OPINI

Zaman Pembungkaman

Membungkam kritik itu ciri khas dari kekuasaan diktator. Di dalamnya hanya ada pemujaan buta terhadap kekuasaan, tanpa interupsi.

Ada ilmuwan budak Istana, ada pakar melantunkan pujian, ada aktivis membela membabi buta. Dalam percakapan publik yang tercecer hanya yal-yel.

Bangsa yang dipimpin oleh kekuasaan diktator, akan menjadi bangsa yang miskin narasi, duafa intelektual dan tidak memiliki cara pandang yang majemuk.

Tidak heran, yang terjadi hanyalah percakapan antara “tuan” dan hamba. Bentuk percakapannya, raja bersabda, hamba menyembah. Berakhirlah akal sehat, mulailah akal bulus.

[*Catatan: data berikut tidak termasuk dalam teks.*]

PR #386, opened 2019-05-30
fix: broadcast addresses used event to main process from renderer pro…

classicalliu:
…cess

### DIFF
--- a/packages/neuron-wallet/src/subjects/addressesUsedSubject.ts
+++ b/packages/neuron-wallet/src/subjects/addressesUsedSubject.ts
@@ -1,0 +1,16 @@
+import { ReplaySubject } from 'rxjs'
+
+// subscribe this Subject to monitor which addresses are used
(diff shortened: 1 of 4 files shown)


packages/neuron-wallet/src/subjects/addressesUsedSubject.ts
```diff
@@ -0,0 +1,16 @@
+import { ReplaySubject } from 'rxjs'
+
+// subscribe this Subject to monitor which addresses are used
+export class AddressesUsedSubject {
```
Keith-CY: The name is a bit confusing, `AddressesUsedSubject` is not a subject, `AddresesUsedSubject.subject` and `AddressesUsedSubject.getSubject()` are subjects.

classicalliu: rename to `AddressesUsedEvent` ? or any advice

PR #392, opened 2019-05-30
feat(neuron-ui): generate wallet with number suffix

Keith-CY:


packages/neuron-ui/src/components/WalletWizard/index.tsx
```diff
@@ -144,14 +145,24 @@ const Submission = ({
...
+  const {
+    settings: { wallets },
+  } = useNeuronWallet()
   const { name, password, confirmPassword, imported } = state
   const [t] = useTranslation()
   const message = 'wizard.set-a-strong-password-to-protect-your-wallet'
 
   useEffect(() => {
+    const genName = (baseNum: number = 0): string => {
+      const walletName = `wallet ${baseNum}`
```
ashchan: Please localized this so that we have `Wallet 1` for English and `钱包 1` for Simplified Chinese.

Keith-CY: updated in https://github.com/nervosnetwork/neuron/pull/392/commits/1bdff5b68235d9ff22a28928a66ee113c534c55b

PR #395, opened 2019-05-31
refactor(neuron-wallet): move init window method to app controller

Keith-CY:


packages/neuron-wallet/src/controllers/app/index.ts
```diff
@@ -1,9 +1,35 @@
-import { app, dialog, shell, Menu, MessageBoxOptions } from 'electron'
+import { app, dialog, shell, Menu, MessageBoxOptions, BrowserWindow } from 'electron'
 import { Channel, ResponseCode } from '../../utils/const'
 import windowManage from '../../utils/windowManage'
 import { URL, contextMenuTemplate } from './options'
+import WalletsController from '../wallets'
+import NetworksController from '../networks'
 
 export default class AppController {
+  public static initWindow = async (win: BrowserWindow) => {
```
ashchan: Kind of confusing here. It's called `initWindow` but there's much related to initializing the window...

Keith-CY: The name might not be so presentive. 

On the new window ready to pop up, this method used to send the current state to it as the initialized state.

The state includes the current wallet, wallet list, the current network, network list, and the locale information.

PR #931, opened 2019-09-12
feat: Improve localization translations

ashchan:


packages/neuron-ui/src/locales/en.json
```diff
@@ -210,18 +209,6 @@
     "footer": {
       "fail-to-fetch-tip-block-number": "Cannot fetch tip block number"
     },
-    "menuitem": {
```
ashchan: @Keith-CY I guess we don't use these any more. Can you check and confirm?

Keith-CY: Yes, they are not used any more.

ashchan: Nice. Thanks!

packages/neuron-ui/src/locales/en.json
```diff
@@ -243,10 +230,10 @@
     "messages": {
       "error": "Error",
       "unknown-error": "Unknown error",
-      "update-wallet-successfully": "Update the wallet successfully",
-      "delete-wallet-successfully": "Delete the wallet successfully",
-      "create-network-successfully": "Create a network successfully",
-      "update-network-successfully": "Update the network successfully",
+      "update-wallet-successfully": "The wallet was updated",
+      "delete-wallet-successfully": "The Wallet was deleted",
```
classicalliu: `Wallet` or `wallet` ?

Keith-CY: I think it should be `wallet`

PR #939, opened 2019-09-17
feat(neuron-ui): add mainnet/testnet addresses toggle

Keith-CY:
image
image

And disable context menu when the mainnet addresses are displayed.

### DIFF
--- a/packages/neuron-ui/src/components/Addresses/index.tsx
+++ b/packages/neuron-ui/src/components/Addresses/index.tsx
@@ -1,16 +1,20 @@
-import React, { useEffect, useMemo } from 'react'
+import React, { useState, useEffect, useMemo } from 'react'
 import { RouteComponentProps } from 'react-router-dom'
 import { useTranslation } from 'react-i18next'
 import {
+  Stack,
   ShimmeredDetailsList,
   TextField,
   IColumn,
   CheckboxVisibility,
+  DefaultButton,
   IconButton,
+  Text,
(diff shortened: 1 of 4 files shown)


packages/neuron-ui/src/components/Addresses/index.tsx
```diff
@@ -181,18 +186,44 @@ const Addresses = ({
...
-        items={addresses}
+        items={addresses.map(addr => ({
+          ...addr,
+          address: showMainnetAddress
+            ? ckbCore.utils.bech32Address(addr.identifier, {
+                prefix: ckbCore.utils.AddressPrefix.Mainnet,
+                type: ckbCore.utils.AddressType.HashIdx,
+                codeHashIndex: '0x00',
+              }) || ''
+            : addr.address,
```
ashchan: Is this assuming current network is always `testnet`? It should check current network. (I know `network.type` is something not implemented, but want to know that this would get updated and delegate to that property).

ashchan: Same for `showMainnetAddress`'s initial state.

Keith-CY: I've added a condition to determine whether the toggle and caution should be displayed in https://github.com/nervosnetwork/neuron/pull/939/commits/5be03351d1c28b90c88b887024aa0a8a4c2ad156

PR #945, opened 2019-09-19
fix: create tx in several SQLs

classicalliu:


packages/neuron-wallet/src/services/tx/transaction-persistor.ts
```diff
@@ -157,10 +158,44 @@ export class TransactionPersistor {
...
+      await queryRunner.commitTransaction();
+    } catch (err) {
+      await queryRunner.rollbackTransaction()
+    } finally {
+      await queryRunner.release()
+    }
     return tx
   }
 
+  private static waitTransaction = async(queryRunner: QueryRunner, timeout: number = 5000) => {
```
ashchan: What does this mean? Wait for a transaction to do what?

classicalliu: Wait transaction end.

Keith-CY: It seems to be `waitUntilTransactionFinished`

classicalliu: updated

PR #946, opened 2019-09-19
Optimize list with target property

Keith-CY:
1. use data-* as the item identifier
2. align the QR scanner video to the center of the dialog

### DIFF
--- a/packages/neuron-ui/src/components/Addresses/index.tsx
+++ b/packages/neuron-ui/src/components/Addresses/index.tsx
@@ -112,12 +112,14 @@ const Addresses = ({
           return item ? (
             <>
               <TextField
+                data-description-key={item.address}
+                data-description-value={item.description}
                 borderless
                 title={item.description}
                 value={isSelected ? localDescription.description : item.description || ''}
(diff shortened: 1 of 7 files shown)


Keith-CY:
> Just out of curiosity, by `Optimize` do we mean this would make the list more performant? If so do we have some tweak data to compare before & after?

Sorry for deficiency of data, in this update, the event handler is changed from

```javascript
const eventHandler = (key: string) => (e, value) => { update({key, value}) }
```

To

```javascript
const eventHandler = (e, value) => { update({ key: e.target.dataset.key, value }) }
```

An extra cost from creating function is reduced.

ashchan:
> > Just out of curiosity, by `Optimize` do we mean this would make the list more performant? If so do we have some tweak data to compare before & after?
> 
> Sorry for deficiency of data, in this update, the event handler is changed from
> 
> ```js
> const eventHandler = (key: string) => (e, value) => { update({key, value}) }
> ```
> 
> To
> 
> ```js
> const eventHandler = (e, value) => { update({ key: e.target.dataset.key, value }) }
> ```
> 
> An extra cost from creating function is reduced.

I see. Thanks.

PR #952, opened 2019-09-23
feat: bump sdk to v0.21.0

classicalliu:


packages/neuron-wallet/src/utils/hex.ts
```diff
@@ -0,0 +1,9 @@
+export default class HexUtils {
+  public static toDecimal(hex: string): string {
```
Keith-CY: It should be named as `toInt`

classicalliu: It's a convert between `decimal` and `hex`, not `Integer` and  `String`

PR #970, opened 2019-10-07
feat: bump sdk to v0.22.0

classicalliu:


packages/neuron-wallet/src/services/wallets.ts
```diff
@@ -443,19 +443,15 @@ export default class WalletService {
     return addr!.address
   }
 
-  public signWitness = (witness: Witness, privateKey: string, txHash: string): Witness => {
+  public signWitness = (witness: string, privateKey: string, txHash: string): string => {
```
Keith-CY: If it is possible to use the SDK to sign witnesses
https://github.com/nervosnetwork/ckb-sdk-js/blob/develop/packages/ckb-sdk-core/src/index.ts#L158

classicalliu: updated

PR #975, opened 2019-10-09
chore: catch `updateMetaInfo` error when init database

classicalliu:


packages/neuron-wallet/src/startup/sync-block-task/init-database.ts
```diff
@@ -9,8 +9,13 @@ export const initDatabase = async () => {
   try {
     const hash = await genesisBlockHash()
     await initConnection(hash)
-    const systemScriptInfo = await LockUtils.systemScript()
-    updateMetaInfo({ genesisBlockHash: hash, systemScriptInfo })
+
```
Keith-CY: It seems to be nested in a try block.

classicalliu: Yes, get systemScriptInfo failed should not bother initConnection.
But if `initConnection` failed, should not execute those codes.

Keith-CY: If it is possible to run these two try blocks sequentially.

classicalliu: > But if `initConnection` failed, should not execute those codes.

If in two try blocks, no matter `initConnection` success or not, the second try block always be executed.

PR #976, opened 2019-10-09
Dismiss alerts if correct actions are taken

Keith-CY:


packages/neuron-wallet/tests-e2e/tests/notification.ts
```diff
@@ -11,6 +11,7 @@ import { sleep } from '../application/utils'
  * 6. check the notification, it should have two messages
  *   1. incorrect PasswordRequest
  *   2. disconnected to the network
+ * 6. password-incorrect alerts should be dismissed once a correct one is inputted
```
classicalliu:
```suggestion
 * 7. password-incorrect alerts should be dismissed once a correct one is inputted
```

PR #977, opened 2019-10-11
feat(neuron-ui): update the epoch index

Keith-CY:


packages/neuron-ui/src/utils/parsers.ts
```diff
@@ -23,4 +23,12 @@ export const prompt = (search: string) => {
 }
 export const queryParsers = { history, prompt }
 
-export default { queryParsers }
+/* eslint-disable no-bitwise */
```
ashchan: For such rule why don't we simply disable it from config?

I see no reason to allow bitwise operations in some places and disallow in some others.

Keith-CY: This rule is removed in https://github.com/nervosnetwork/neuron/pull/977/commits/c5c51012e1dd2c5c96e74d789e0aeee5eadfae4c

PR #987, opened 2019-10-15
feat(neuron-ui): display address field of input on the transaction de…

Keith-CY:
…tail view

image

### DIFF
--- a/packages/neuron-ui/src/components/Transaction/index.tsx
+++ b/packages/neuron-ui/src/components/Transaction/index.tsx
@@ -58,7 +58,7 @@ const Transaction = () => {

Tradisi antara kawula dan raja, sedang diusahakan untuk bangkit setelah ditentang oleh akal merdeka. Ada ribuan tumbal yang berserakan untuk menghidupkan kemerdekaan itu.

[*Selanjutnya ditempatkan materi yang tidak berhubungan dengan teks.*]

PR #995, opened 2019-10-17
Friendly output name

ashchan:
* QR image file: replace `Receive.png` with `ckb-address.png`.
* Keystore file: use `[wallet name].json` instead of `[wallet name]`.

### DIFF
--- a/packages/neuron-ui/src/widgets/QRCode/index.tsx
+++ b/packages/neuron-ui/src/widgets/QRCode/index.tsx
@@ -121,7 +121,7 @@ const QRCode = ({
     }
     const dataURL = canvasRef.current.toDataURL('image/png')
     const downloadLink = document.createElement('a')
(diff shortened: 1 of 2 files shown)


packages/neuron-ui/src/widgets/QRCode/index.tsx
```diff
@@ -121,7 +121,7 @@ const QRCode = ({
     }
     const dataURL = canvasRef.current.toDataURL('image/png')
     const downloadLink = document.createElement('a')
-    downloadLink.download = 'Receive'
+    downloadLink.download = 'dkb-address'
```
Keith-CY: Do you mean `ckb`?

ashchan: Oh shit. Auto correction.

PR #997, opened 2019-10-17
refactor: Reduce nesting levels, move app/content menu

ashchan:
construction to app controller

The overview purpose of this refactoring and more coming ones is to reduce files/objects and complexity.


ashchan:
Fixing e2e tests

PR #3173, opened 2024-05-28
fix: Fix import hard wallet.

yanguoyu:


packages/neuron-wallet/src/controllers/wallets.ts
```diff
@@ -34,6 +34,20 @@ import AddressParser from '../models/address-parser'
 import MultisigConfigModel from '../models/multisig-config'
 import { generateRPC } from '../utils/ckb-rpc'
```
twhy, line 36: We need to add some comments explains why the `compressPublicKey()` is needed when importing hardware wallets.

packages/neuron-wallet/src/controllers/wallets.ts
```diff
@@ -34,6 +34,20 @@ import AddressParser from '../models/address-parser'
...
 
+const UNCOMPRESSED_KEY_LENGTH = 130
```
twhy, line 37: We need to add some comments explains why the `compressPublicKey()` is needed when importing hardware wallets.

twhy (approved):

twhy:
@yanguoyu  Thank you for fixing this!

Keith-CY:
Please add tests for this case

silySuper:
s plus import wallet name the wallet is fixed now.
But when find device,it throw an error ,does this error related to this issue?
截屏2024-05-28 15 02 45

packages/neuron-wallet/src/controllers/wallets.ts
yanguoyu: Added

yanguoyu:
> Please add tests for this case



> Please add tests for this case

Added

silySuper (approved):

packages/neuron-wallet/tests/services/hardware/ledger.test.ts
```diff
@@ -0,0 +1,39 @@
...
+    })
+
+    it('if the return pk is zip', async () => {
+      getWalletExtendedPublicKeyMock.mockResolvedValueOnce({ public_key: zipPk, chain_code: '0x' })
+      const ledger = new Ledger({} as any)
+      await ledger.connect()
+      const res = await ledger.getExtendedPublicKey()
+      expect(res.publicKey).toBe(zipPk)
+    })
+  })
```
Keith-CY, line 38:
```suggestion
  describe('test getExtendedPublicKey', () => {
    it('if the return pk is not compressed', async () => {
      getWalletExtendedPublicKeyMock.mockResolvedValueOnce({ public_key: pk, chain_code: '0x' })
      const ledger = new Ledger({} as any)
      await ledger.connect()
      const res = await ledger.getExtendedPublicKey()
      expect(res.publicKey).toBe(zipPk)
    })

    it('if the return pk is compressed', async () => {
      getWalletExtendedPublicKeyMock.mockResolvedValueOnce({ public_key: zipPk, chain_code: '0x' })
      const ledger = new Ledger({} as any)
      await ledger.connect()
      const res = await ledger.getExtendedPublicKey()
      expect(res.publicKey).toBe(zipPk)
    })
  })
```

Keith-CY (approved):

packages/neuron-wallet/tests/services/hardware/ledger.test.ts
Keith-CY: Feel free to merge if these suggestions are not accepted @yanguoyu

PR #3184, opened 2024-06-12
fix: Skip package if the last commit is after the comment

yanguoyu:
I am checking no commit after the trigger comment. If someone pushes a new commit, the package should be repacked again to include the latest commit.

https://github.com/yanguoyu/neuron/actions/runs/9484668688 is the failed example.
https://github.com/yanguoyu/neuron/actions/runs/9484691876 is the success example.

### DIFF
--- a/.github/workflows/package_for_test.yml
+++ b/.github/workflows/package_for_test.yml
@@ -46,6 +46,37 @@ jobs:
         with:
           ref: refs/pull/${{ github.event.issue.number }}/merge
 
+      - name: Ensure no more commits after the triggering comment
+        uses: actions/github-script@v7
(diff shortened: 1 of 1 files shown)


.github/workflows/package_for_test.yml
```diff
@@ -46,6 +46,37 @@ jobs:
         with:
           ref: refs/pull/${{ github.event.issue.number }}/merge
 
+      - name: Check without commit after comment
```
Keith-CY, line 49: This job name could be clearer, e.g.

`ensure no more commits after the triggering comment`

Keith-CY (approved):

devchenyan (approved):

PR #3189, opened 2024-06-18
fix: Warning background in pop-up window

devchenyan:
issue: https://github.com/Magickbase/neuron-public-issues/issues/396

image


packages/neuron-ui/src/widgets/Dialog/dialog.module.scss
```diff
@@ -50,6 +50,7 @@
   position: relative;
   max-height: calc(100vh - 260px);
   overflow-y: scroll;
+  scrollbar-width: none;
```
yanguoyu, line 53: This will affect the users who use a mouse without wheel.

Keith-CY (approved):

packages/neuron-ui/src/widgets/Dialog/dialog.module.scss
```diff
@@ -49,7 +49,6 @@
   padding: 20px 16px;
   position: relative;
   max-height: calc(100vh - 260px);
```
Keith-CY, line 51: How does it look when the message is long and wrapped so the height is over the `max-height`

devchenyan: > How does it look when the message is long and wrapped so the height is over the `max-height`

image

Keith-CY: It looks good for me because we won't have such a long error message

Danie0918:
@yanguoyu Please have a review.

packages/neuron-ui/src/widgets/Dialog/dialog.module.scss
```diff
@@ -49,7 +49,6 @@
...
-  overflow-y: scroll;
```
yanguoyu, line 52: How about using `overflow-y: auto`? `overflow-y` 's initial value is visible

yanguoyu (approved):

yanguoyu:
@silySuper For this PR, the dialog component CSS has been changed. So It's better to check whether all of the dialog styles work well.

silySuper (approved):

PR #3195, opened 2024-06-21
fix: Show the tip of looking for valid target

yanguoyu:
Fix https://github.com/Magickbase/neuron-public-issues/issues/398
Currently, use the `sync_status` to get the `best_known_block_number `, and check whether the `best_known_block_number` is less than the `assume-valid-target block` number.

After https://github.com/nervosnetwork/ckb/pull/4486 merged, use RPC result to check the status


packages/neuron-wallet/src/controllers/sync-api.ts
```diff
@@ -137,6 +139,14 @@ export default class SyncApiController {
 
     const remainingBlocksToCache = bestKnownBlockNumber - cacheTipNumber
     const remainingBlocksToIndex = bestKnownBlockNumber - indexerTipNumber
+    const setAssumeValidTarget =
+      app.isPackaged &&
+      process.env.CKB_NODE_ASSUME_VALID_TARGET &&
+      process.env.CKB_NODE_ASSUME_VALID_TARGET_BLOCK_NUMBER
+        ? +process.env.CKB_NODE_ASSUME_VALID_TARGET_BLOCK_NUMBER
+        : undefined
```
Keith-CY, line 147: It could be clearer if the var name ends with `block number` and the `else branch` is `Number.NEGATIVE_INFINITY`

yanguoyu: I guess undefined is better which means it does not set this option.

Keith-CY: > I guess undefined is better which means it does not set this option.

Make sense

Danie0918:
@devchenyan @homura @twhy Please have a review.

devchenyan (approved):

Keith-CY (approved):

Keith-CY:
The note `Looking for assumed valid target` appears.

image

Fenomena menghidupkan kembali sembah menyembah kekuasaan itu sedang diupayakan. Di sebuah negara demokrasi terbesar ketiga dunia, namanya Indonesia.

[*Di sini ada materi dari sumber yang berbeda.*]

PR #3199, opened 2024-06-30
feat: Periodic validation of pending transactions

devchenyan:
issue: https://github.com/Magickbase/neuron-public-issues/issues/402

### DIFF
--- a/packages/neuron-wallet/src/block-sync-renderer/tx-status-listener.ts
+++ b/packages/neuron-wallet/src/block-sync-renderer/tx-status-listener.ts
@@ -7,6 +7,7 @@ import TransactionWithStatus from '../models/chain/transaction-with-status'
 import logger from '../utils/logger'
 import { getConnection } from '../database/chain/connection'
 import { interval } from 'rxjs'
+import TxStatus from '../models/chain/tx-status'
 
 type TransactionDetail = {
   hash: string
@@ -18,7 +19,8 @@ type TransactionDetail = {
 const getTransactionStatus = async (hash: string) => {
   const network = NetworksService.getInstance().getCurrent()
   const rpcService = new RpcService(network.remote, network.type)
-  const txWithStatus: TransactionWithStatus | undefined = await rpcService.getTransaction(hash)
+  const txWithStatus: TransactionWithStatus | undefined | { transaction: null; txStatus: TxStatus } =
+    await rpcService.getTransaction(hash)
   if (!txWithStatus) {
     return {
       tx: txWithStatus,
@@ -33,6 +35,13 @@ const getTransactionStatus = async (hash: string) => {
       blockHash: txWithStatus.txStatus.blockHash,
     }
   }
+  if (txWithStatus.txStatus.isRejected()) {
+    return {
+      status: TransactionStatus.Failed,
+      isRejected: true,
+      blockHash: null,
+    }
+  }
   return {
     tx: txWithStatus.transaction,
     status: TransactionStatus.Pending,
@@ -41,16 +50,16 @@ const getTransactionStatus = async (hash: string) => {
 }
 
 const trackingStatus = async () => {
-  const pendingTransactions = await FailedTransaction.pendings()
+  const pendingOrFailedTransactions = await FailedTransaction.pendingOrFaileds()
   await FailedTransaction.processAmendFailedTxs()
 
-  if (!pendingTransactions.length) {
+  if (!pendingOrFailedTransactions.length) {
     return
   }
 
-  const pendingHashes = pendingTransactions.map(tx => tx.hash)
+  const pendingOrFailedHashes = pendingOrFailedTransactions.map(tx => tx.hash)
   const txs = await Promise.all(
-    pendingHashes.map(async hash => {
+    pendingOrFailedHashes.map(async hash => {
       try {
         const txWithStatus = await getTransactionStatus(hash)
         return {
@@ -58,6 +67,7 @@ const trackingStatus = async () => {
           tx: txWithStatus.tx,
           status: txWithStatus.status,
           blockHash: txWithStatus.blockHash,
+          isRejected: !!txWithStatus.isRejected,
         }
       } catch (error) {
         // ignore error, get failed skip current update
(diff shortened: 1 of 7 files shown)


Danie0918:
@yanguoyu @homura Please have a review.

packages/neuron-wallet/src/services/rpc-service.ts
```diff
@@ -29,6 +30,23 @@ export default class RpcService {
     return BlockHeader.fromSDK(result)
   }
 
+  public async getTransactionIncludeRejected(
```
yanguoyu, line 33: There exists a comment on the `getTransaction` function.

```
  /**
   * TODO: rejected tx should be handled
   * {
   *   transaction: null,
   *   txStatus: { blockHash: null, status: 'rejected' }
   * }
   */

How about using `getTransaction` to handle the `reject` condition and remove the comment?
```

packages/neuron-wallet/src/services/rpc-service.ts
```diff
@@ -29,6 +30,23 @@ export default class RpcService {
...
+      return TransactionWithStatus.fromSDK(result)
+    }
+    if (result.txStatus.status === TxStatusType.Rejected) {
+      logger.warn(`Transaction[${hash}] was rejected`)
+      return {
+        transaction: null,
+        txStatus: TxStatus.fromSDK(result.txStatus),
+      }
+    }
+    return undefined
```
homura, line 47: Is the branch `if (result.txStatus.status === TxStatusType.Rejected)` reachable? If a transaction is rejected, the `result.transaction` is not nil but with a `status: rejected`. It goes into the `if(result?.transaction)` branch no matter if it is rejected

devchenyan: > Is the branch `if (result.txStatus.status === TxStatusType.Rejected)` reachable? If a transaction is rejected, the `result.transaction` is not nil but with a `status: rejected`. It goes into the `if(result?.transaction)` branch no matter if it is rejected

A rejected transaction: 

```
{
  transaction: null,
  txStatus: {
    blockHash: null,
    status: 'rejected',
    reason:
      '{"type":"RBFRejected","description":"RBF rejected: replaced by tx Byte32(0xccf7d9b2f739d5b366235c5a17b2d55bb423d3e4ebbbaa6dd446bb1c84c36a60)"}',
  },
  timeAddedToPool: null,
  cycles: null,
  fee: null,
  min_replace_fee: null,
}
```

packages/neuron-wallet/src/services/rpc-service.ts
devchenyan: > There exists a comment on the `getTransaction` function.
> 
> ```
>   /**
>    * TODO: rejected tx should be handled
>    * {
>    *   transaction: null,
>    *   txStatus: { blockHash: null, status: 'rejected' }
>    * }
>    */
> 
> How about using `getTransaction` to handle the `reject` condition and remove the comment?
> ```

Considering the normal call to the getTransaction method, there is no need to separately determine whether the transaction is rejected or not, only whether the return value is undefined or not
So the getTransactionIncludeRejected method is used separately to support the case where rejected transactions need to be handled.

yanguoyu: If the caller does not need the reject status, it can ignore that return result. And check whether the transaction is null or the result is undefined.

packages/neuron-wallet/src/block-sync-renderer/tx-status-listener.ts
```diff
@@ -33,6 +35,13 @@ const getTransactionStatus = async (hash: string) => {
       blockHash: txWithStatus.txStatus.blockHash,
     }
   }
+  if (txWithStatus.txStatus.isRejected()) {
+    return {
+      status: TransactionStatus.Failed,
```
yanguoyu, line 40: Why not add a `Reject` status for `status` to replace adding a variable named `isRejected`?

packages/neuron-wallet/src/block-sync-renderer/tx-status-listener.ts
```diff
@@ -66,16 +76,26 @@ const trackingStatus = async () => {
   )
 
   const failedTxs = txs.filter(
-    (tx): tx is TransactionDetail & { status: TransactionStatus.Failed } => tx?.status === TransactionStatus.Failed
+    (tx): tx is (TransactionDetail | null) & { status: TransactionStatus.Failed; isRejected: boolean } =>
+      tx?.status === TransactionStatus.Failed
   )
   const successTxs = txs.filter(
-    (tx): tx is TransactionDetail & { status: TransactionStatus.Success } => tx?.status === TransactionStatus.Success
+    (tx): tx is (TransactionDetail | null) & { status: TransactionStatus.Success; isRejected: boolean } =>
```
yanguoyu, line 83: When the status is `Success`, the tx must not be null

packages/neuron-wallet/src/block-sync-renderer/tx-status-listener.ts
```diff
@@ -66,16 +76,26 @@ const trackingStatus = async () => {
...
+    (tx): tx is (TransactionDetail | null) & { status: TransactionStatus.Failed; isRejected: boolean } =>
+      !!tx?.isRejected
   )
 
   if (failedTxs.length) {
     await FailedTransaction.updateFailedTxs(failedTxs.map(tx => tx.hash))
   }
 
+  if (rejectedTxs.length) {
+    await FailedTransaction.deleteFailedTxs(rejectedTxs.map(tx => tx.hash))
```
yanguoyu, line 96: If the tx may be `null`, `tx.hash` may throw an exception.

homura (approved):

silySuper:
How to make a transaction be rejected?

silySuper:
What is the relationship between fail and reject?It seems that tx only has this four type?
export enum TxStatusType {
  Pending = 'pending',
  Proposed = 'proposed',
  Committed = 'committed',
  Rejected = 'rejected',
}

silySuper (approved):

Ada seorang pemimpin katanya dari golongan “orang kecil” tapi pikirannya feodal. Dia memimpin dengan pikiran feodalisme. Dia ingin disembah layaknya seorang diktator.

Semua perbedaan dihadang, semua diskusi dilarang, semua tokoh dipersekusi, semua perbedaan ingin dileburkan menjadi pujian hanya untuk menambah durasi kekuasaan.

Ia ingin dipuji. Dalam kegagalannya membangun bangsa, dalam ribuan kebohongan dan perpecahan bangsa yang ia buat. Dia bentuk komunitas “pemuja” namanya buzzer. Buzzer ini digaji untuk memfitnah dan mengadu domba antara anak bangsa.